## TO DO
Only the lines from the opening of the material through the one containing "in this case." should be reproduced, each exactly as it stands.

## SOURCE DATA
PR #739, opened 2021-09-03
DashPay: Onboarding back button & No Authentication for Invites (NMA-990, 886)

HashEngineering:

* Create New Wallet with Invite → Home Screen, press back goes to the onboarding process.  We need to close all the activities before the home screen in this case.

* During onboarding, pressing back does not go back to the Onboarding screen (the onboarding screen was finished earlier).  Instead, the app closes down.
* If onboarding is complete (wallet is initialized), and the Lock Screen is on or the app is autologout, then activating an invite will start the Use Invite Flow without Authentication.
* 
## How Has This Been Tested?

- [x] QA (Mobile Team)

## Checklist:


wallet/src/de/schildbach/wallet/ui/RestoreWalletFromSeedActivity.kt
```diff
@@ -160,12 +160,4 @@ class RestoreWalletFromSeedActivity : RestoreFromFileActivity() {
...
         }
     }
-
-    override fun onActivityResult(requestCode: Int, resultCode: Int, data: Intent?) {
-        super.onActivityResult(requestCode, resultCode, data)
-        if (requestCode == SET_PIN_REQUEST_CODE && resultCode == Activity.RESULT_OK) {
-            setResult(Activity.RESULT_OK)
-            finish()
-        }
-    }
```
HashEngineering, line 170: Using `finishAffinity` will remove the need to setResult to tell previous Activities to close.

wallet/src/de/schildbach/wallet/ui/invite/InviteHandler.kt
```diff
@@ -108,7 +125,7 @@ class InviteHandler(val activity: AppCompatActivity, private val analytics: Anal
                         }
                         walletApplication.wallet != null -> {
                             log.info("the invite is valid, starting AcceptInviteActivity with invite: ${invite.link}")
-                            mainTask.startActivity(activity.applicationContext, AcceptInviteActivity.createIntent(activity, invite, false), null)
+                            mainTask.startActivity(activity.applicationContext, MainActivity.createIntent(activity, invite), null)
```
HashEngineering, line 128: If there is a wallet created, then we will activate the Home Screen (MainActivity) with the invite for processing after the user has entered their PIN (if the app is logged out)

HashEngineering: `mainTask.startActivity` is being used instead of `activity.startActivity` to get around some duplicate instance problems that happen as a result of setting `taskAffinity=""` from previous work.

However, in this story, I am also adding `taskAffinity=""` to the application level, so all activities will have the same affinity.  This may help reduce or eliminate some duplicate instance problems and render other fixes we had to being unnecessary.  There is another story to address duplicate instances.

wallet/src/de/schildbach/wallet/ui/MainActivity.kt
```diff
@@ -435,12 +445,32 @@ class MainActivity : AbstractBindServiceActivity(), ActivityCompat.OnRequestPerm
...
+        val acceptInviteIntent = AcceptInviteActivity.createIntent(this, invite, false)
+        startActivity(acceptInviteIntent)
+    }
+
+    override fun onUnlocked() {
+        if (pendingInvite != null) {
+            handleInvite(pendingInvite!!)
+            pendingInvite = null // clear the invite
+        }
+    }
```
HashEngineering, line 458: here we have the code to activate an invite after the user enters a PIN/fingerprint to dismiss the Lock Screen.

wallet/src/de/schildbach/wallet/ui/invite/OnboardFromInviteActivity.kt
```diff
@@ -120,8 +131,16 @@ class OnboardFromInviteActivity : AppCompatActivity() {
...
     }
+
+    override fun onBackPressed() {
+        if (mode == Mode.STEP_3) {
+            startActivity(goNextIntent)
+            finish()
+        } else {
+            super.onBackPressed()
+        }
+    }
```
HashEngineering, line 145: Before adding this code, the back button on Step 3 (after the wallet is created) would close the app.  Therefore it would skip over the Secure Wallet step and possibly forget to create the username (not sure about this though).

The simple fix was to have the back button go to the next step in the process.  If the user pressed back on the next screen, they will go to the Home Screen.

wallet/src/de/schildbach/wallet/ui/invite/InviteHandler.kt
```diff
@@ -185,21 +214,21 @@ class InviteHandler(val activity: AppCompatActivity, private val analytics: Anal
                 (errorMessage.contains("IdentityAssetLockTransactionOutPointAlreadyExistsError")) -> {
                     showInviteAlreadyClaimedDialog(blockchainIdentityData.invite!!)
                     // now erase the blockchain data
-                    getInstance().clearBlockchainData()
+                    getInstance().clearBlockchainIdentityData()
```
HashEngineering, line 217: The method was renamed because it does not clear the blockchain, but only Blockchain Identity Data.

wallet/src/de/schildbach/wallet/ui/invite/InviteHandler.kt
Syn-McJ: Maybe better to change the message in log.info as well

Syn-McJ (approved):
Looks alright

PR #737, opened 2021-09-03
[NMA-995] Firebase Settings & Tools events

Syn-McJ:
Firebase events for Tools & Settings

## How Has This Been Tested?

- [ ] QA (Mobile Team)

## Checklist:

- [x] I have performed a self-review of my own code and added comments where necessary
- [ ] I have added or updated relevant unit/integration/functional/e2e tests

PR #742, opened 2021-09-05
[NMA-996] Security firebase events

Syn-McJ:
Firebase events for Security settings

## How Has This Been Tested?

- [ ] QA (Mobile Team)

## Checklist:


common/src/main/java/org/dash/wallet/common/services/analytics/AnalyticsConstants.kt
```diff
@@ -0,0 +1,38 @@
...
+ * distributed under the License is distributed on an "AS IS" BASIS,
+ * WITHOUT WARRANTIES OR CONDITIONS OF ANY KIND, either express or implied.
+ * See the License for the specific language governing permissions and
+ * limitations under the License.
+ */
+
+package org.dash.wallet.common.services.analytics
+
+object AnalyticsConstants {
+    const val CALLING_ACTIVITY = "calling_activity"
```
HashEngineering, line 20: looks like this file will have a merge conflict with #737.

Syn-McJ: that's ok, merge one - I'll fix the other.

HashEngineering (commented):
Approved

PR #749, opened 2021-09-10
fix: keep payment flow unlocked if activated from Lock Screen (NMA-1011)

HashEngineering:

There are many ways to initiate a payment flow.

We found that from the Lock Screen, after pressing Scan to Pay and scanning a QR code, then the Lock Screen was displayed again.

In this particular payment flow, the Lock Screen should not be displayed.

## How Has This Been Tested?

- [ ] QA (Mobile Team)

## Checklist:


Syn-McJ (approved):
Looks good

PR #760, opened 2021-09-17
feat (dashpay): enable invites for all builds

HashEngineering:

Invite features do not depend on developer mode.

None
## How Has This Been Tested?

- [ ] QA (Mobile Team)

## Checklist:

### DIFF
--- a/wallet/src/de/schildbach/wallet/ui/dashpay/PlatformRepo.kt
+++ b/wallet/src/de/schildbach/wallet/ui/dashpay/PlatformRepo.kt
@@ -479,9 +479,11 @@ class PlatformRepo private constructor(val walletApplication: WalletApplication)
             return 0
         }
 
-        val alert = userAlertDao.load(date)
-        if (alert != null) {
-            count++
+        if (shouldShowAlert()) {
+            val alert = userAlertDao.load(date)
+            if (alert != null) {
+                count++
+            }
         }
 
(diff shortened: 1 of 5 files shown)


wallet/src/de/schildbach/wallet/ui/dashpay/PlatformRepo.kt
```diff
@@ -475,13 +475,15 @@ class PlatformRepo private constructor(val walletApplication: WalletApplication)
 
     suspend fun getNotificationCount(date: Long): Int {
         var count = 0
-        // Developer Mode Feature
-        if (walletApplication.configuration.developerMode && shouldShowAlert()) {
```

## EXPECTED OUTPUT
PR #739, opened 2021-09-03
DashPay: Onboarding back button & No Authentication for Invites (NMA-990, 886)

HashEngineering:

* Create New Wallet with Invite → Home Screen, press back goes to the onboarding process.  We need to close all the activities before the home screen in this case.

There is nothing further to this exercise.